Her mother calls that night. Yes, she’s been spending time in town, with friends in cafés, going to movies, but the Uriah story has stayed with her. “Your visit, Nogaleh, still hovers over me like a dream. You were in Israel for three months and I barely saw you. I did learn from you to wander at night from bed to bed, but my sleep is hardly sound.
Noga tells her about the change in repertoire, the trip to Japan and about The Sea of Debussy, which in French sounds identical to la mère , the mother. “So in Japan,” she consoles her mother, “I’ll be playing you on my harp.”
“At least that,” sighs the mother, ending the conversation.

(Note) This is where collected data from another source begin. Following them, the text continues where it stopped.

PR #3771, opened 2025-03-06
Problem arguments must be consistent

### LINKED ISSUE #3556: Problem arguments must be consistent
Several methods in `ProblemReporter` pass inconsistent problem arguments to `handle(..)`
* one variant of problem arguments is passed as `NoArgument` or similar
* the other variant passes a non-empty array

This will blow up whenever the error message (containing placeholders `{0}` ...) should be rendered using `NoArgument`: will try to read `[0]` from the 0-length array => AIOOBE. One case was observed in the context in JSR 199, where each and every such occurrence can throw.

subyssurendran666:
## What it does
Due to Problem argument in consistency, AIOOBE occurred sometimes.  This handles the AIOOBE in the ProblemHandler.

This PR closes #3556 

## Author checklist

### DIFF
--- a/org.eclipse.jdt.core.compiler.batch/src/org/eclipse/jdt/internal/compiler/problem/ProblemHandler.java
+++ b/org.eclipse.jdt.core.compiler.batch/src/org/eclipse/jdt/internal/compiler/problem/ProblemHandler.java
@@ -223,6 +223,13 @@ public void handle(
 	ReferenceContext referenceContext,
 	CompilationResult unitResult) {
 
+	if (problemArguments.length == 0) {
+		problemArguments = new String[] { "N/A" }; //$NON-NLS-1$
+	}
+
+	if (messageArguments.length == 0) {
+		messageArguments =new String[] { "N/A" }; //$NON-NLS-1$
+	}
 	this.handle(
 		problemId,
 		problemArguments,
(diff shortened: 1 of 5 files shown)


mpalat (changes requested):
@subyssurendran666 Even if I comment the fix, the tests pass. You may want to recheck

subyssurendran666:
> @subyssurendran666 Even if I comment the fix, the tests pass. You may want to recheck

Could you please re-spin the PR ?

stephan-herrmann:
The intention behind https://github.com/eclipse-jdt/eclipse.jdt.core/issues/3556 was to ensure that for every invocation of `handle(..)` the lengths of `problemArguments` and `messageArguments` match. Inventing any missing values inside `handle(..)` is not a good solution.

Note for testing: we first need to determine which client uses `problemArguments` and which one uses `messageArguments`.

subyssurendran666:
Thank you for taking the time to look into this and for clarifying the intent behind #3556. That makes sense. Patching the mismatch inside `handle(..)` would only mask the symptom rather than address the actual root cause.

I will go back and trace which caller is passing `problemArguments` and which one is passing `messageArguments`. This should help me identify the actual call site where the argument lengths are getting out of sync, and I will fix it there instead.
I will update the PR once I have a proper root cause fix and will also revisit accordingly.
Thanks again for the guidance and for pointing me in the right direction.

IN THE MORNING SHE GOES to the music library, where she finds a score of Debussy’s Sacred and Profane Dances . She makes a photocopy and gives it to Herman, who says not a word and places it in a drawer. In the evening, the orchestra members gather at the concert hall for a briefing about the trip to Kyoto. In fluent English, the cultural attaché of the Japanese embassy in The Hague provides information about their lodging near Doshisha University in Kyoto, and shows impressive slides of the auditorium and the temples of the holy city and environs. Four concerts are scheduled for orchestra subscribers, and three more are planned in two southern cities — Kumamoto and Hiroshima. Finally, since the musical director has not yet arrived, the administrative director of the Arnhem orchestra goes over the specifics of the repertoire, which will include Beethoven’s Emperor Concerto; a rotation of Haydn symphonies 26, 92 and 94; the Melancholy Arabesques by Van den Broek, for it is important to include a contemporary Dutch composition; and, of course, as requested by the Japanese, the orchestra will perform La Mer . The Japanese pianist who broke her arm playing tennis in Berlin has recovered, and will make her own way to Japan, where there will be two rehearsals of the Emperor , a piece both she and the orchestra know well. The orchestra has also played the Haydn works in recent years, so four rehearsals in the coming week should suffice. The focus will be on Debussy and the Arabesques , which is a complex and difficult piece, but is fortunately only eight minutes long.